The dashboard is the product. The science underneath is still being audited.
The opportunity hiding inside the problem
Here is the interesting twist. The same paper that flags pseudomethylation as a confounder also reports that those signals are uniquely age predictive in their own right. That is not just a bug; it is potentially a new lane. If non-methylation array signals carry independent information about chronological age, future clocks could explicitly incorporate them — or, better, separate them — to produce a cleaner read on what is actually changing as a person ages versus what is fixed by their genome or introduced by the assay.
That is how the field tends to move. A first generation of clocks proved the concept. A second generation chased biological age, mortality risk, and pace-of-aging metrics. A third generation, if this line of work holds up, may be defined by how rigorously it strips out the confounders the early clocks were inadvertently leaning on. The consumer market will follow, eventually. It usually does.
For now, the practical posture is the unglamorous one. If you are tracking your own optimization, an epigenetic age report is a reasonable data point to collect, especially over long intervals and from the same provider using the same sample type. It is a poor scoreboard for a six-week protocol. And it is not, despite the framing on most product pages, a verdict on how well you are aging. The clocks are real instruments. They are also, as of mid-2025, instruments whose calibration is openly being revised in the literature.
The most useful response to a biological-age result is usually the least dramatic one.

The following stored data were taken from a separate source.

PR #13764, opened 2023-04-20
Window damage overlays

Flaborized:
[FEAT]

## About the PR 
Adds damage overlay for windows. At 90% health a little crack appears, then a medium crack at 60%, and a big crack at 85% (to show you're just about to break it)

Plasmaglass looked weird with the default opacity so they have special reduced alpha (since they're so common they get a hardcoded fix)

Only applies to the auto walls!! so the big ones in the above screenshot. 

## Why's this needed? 

damage icons are cool! helps visually illustrate how messed up windows are at a glance, and makes destroyed areas look a bit cooler.

## Changelog 

```changelog
(u)Flaborized
(+)Full tile windows now have damaged sprites.
```


code/obj/window.dm
```diff
@@ -31,6 +31,8 @@ ADMIN_INTERACT_PROCS(/obj/window, proc/smash)
 	var/reinf = 0 // cant figure out how to remove this without the map crying aaaaa - ISN
 	var/deconstruct_time = 1 SECOND
 	var/image/connect_image = null
+	var/image/damage_image = null
+	var/damage_severity = null //used to determine which damage overlay to use if using them
```
TobleroneSwordfish, line 35: this probably doesn't need to be a var since it's recalculated every time?

TobleroneSwordfish (approved):
Yes!

TheTyrant25:
Screenshot_20230421_080628_Firefox
I assume that by 85% you mean damage and not health (i.e. 15% health)? Because the way you put 90, 60, 85 is confusing at first glance

code/obj/window.dm
Flaborized: I moved the var down to the area where it's actually used (doesn't make sense to be with the others that are used *everywhere*) but I like using it as a variable cuz I can't think of a way to do it that's more readable (though it probably exists!)

Flaborized: wait no figured it out like instantly after leaving this comment and changed it from using a variable to Not 👍

Flaborized:
> Screenshot_20230421_080628_Firefox I assume that by 85% you mean damage and not health (i.e. 15% health)? Because the way you put 90, 60, 85 is confusing at first glance

yeah I meant 15%!! my brain do math

code/obj/window.dm
```diff
@@ -176,6 +177,7 @@ ADMIN_INTERACT_PROCS(/obj/window, proc/smash)
 			qdel(src)
 		else if (src.health == 0 && !nosmash)
 			smash()
+		update_icon()
```
pali6, line 180: I wish we had some linter check for this. Basically `update_icon` is the internal proc that you should override and `UpdateIcon` is the external proc that you should call. It does some additional bookkeeping and calls signals that may listen for icon updates.
```suggestion
		UpdateIcon()
```

code/obj/window.dm
```diff
@@ -189,6 +191,7 @@ ADMIN_INTERACT_PROCS(/obj/window, proc/smash)
 		src.health = clamp(src.health - amount, 0, src.health_max)
 		if (src.health == 0)
 			smash()
+		update_icon()
```
pali6, line 194:
```suggestion
		UpdateIcon()
```

code/obj/window.dm
```diff
@@ -202,6 +205,7 @@ ADMIN_INTERACT_PROCS(/obj/window, proc/smash)
...
```
pali6, line 208:
```suggestion
		UpdateIcon()
```

code/obj/window.dm
```diff
@@ -213,6 +217,7 @@ ADMIN_INTERACT_PROCS(/obj/window, proc/smash)
...
```
pali6, line 220:
```suggestion
		UpdateIcon()
```

code/obj/window.dm
```diff
@@ -231,6 +236,7 @@ ADMIN_INTERACT_PROCS(/obj/window, proc/smash)
 				qdel(src)
 			else
 				smash()
+		update_icon()
```
pali6, line 239:
```suggestion
		UpdateIcon()
```

code/obj/window.dm
```diff
@@ -836,6 +845,26 @@ ADMIN_INTERACT_PROCS(/obj/window, proc/smash)
 		for (var/obj/grille/G in orange(1,src))
 			G.UpdateIcon()
 
+	proc/update_damage_overlay()
+		var/health_percentage = health/health_max
+		if (!src.damage_image)
+			src.damage_image = image('icons/obj/window_damage.dmi')
+			src.damage_image.appearance_flags = RESET_COLOR | RESET_ALPHA
```
pali6, line 852: This makes it so when scaled / transformed this overlay doesn't get bilinearly interpolated which looks blurry and doesn't fit with pixel art.
```suggestion
			src.damage_image.appearance_flags = PIXEL_SCALE | RESET_COLOR | RESET_ALPHA
```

The looksmaxing instinct — measure everything, optimize relentlessly — is, on balance, a good one. It is what turns vague intentions into routines that compound. But measurement only pays off when the instrument is honest about what it is measuring. The GeroScience paper is a useful reminder that the most prestigious number in longevity is still, in important ways, under construction. The smartest move is not to abandon the tools. It is to hold them at the confidence level the evidence currently supports — and to keep an eye on the next generation of clocks, which may finally tell us something the first generation only implied.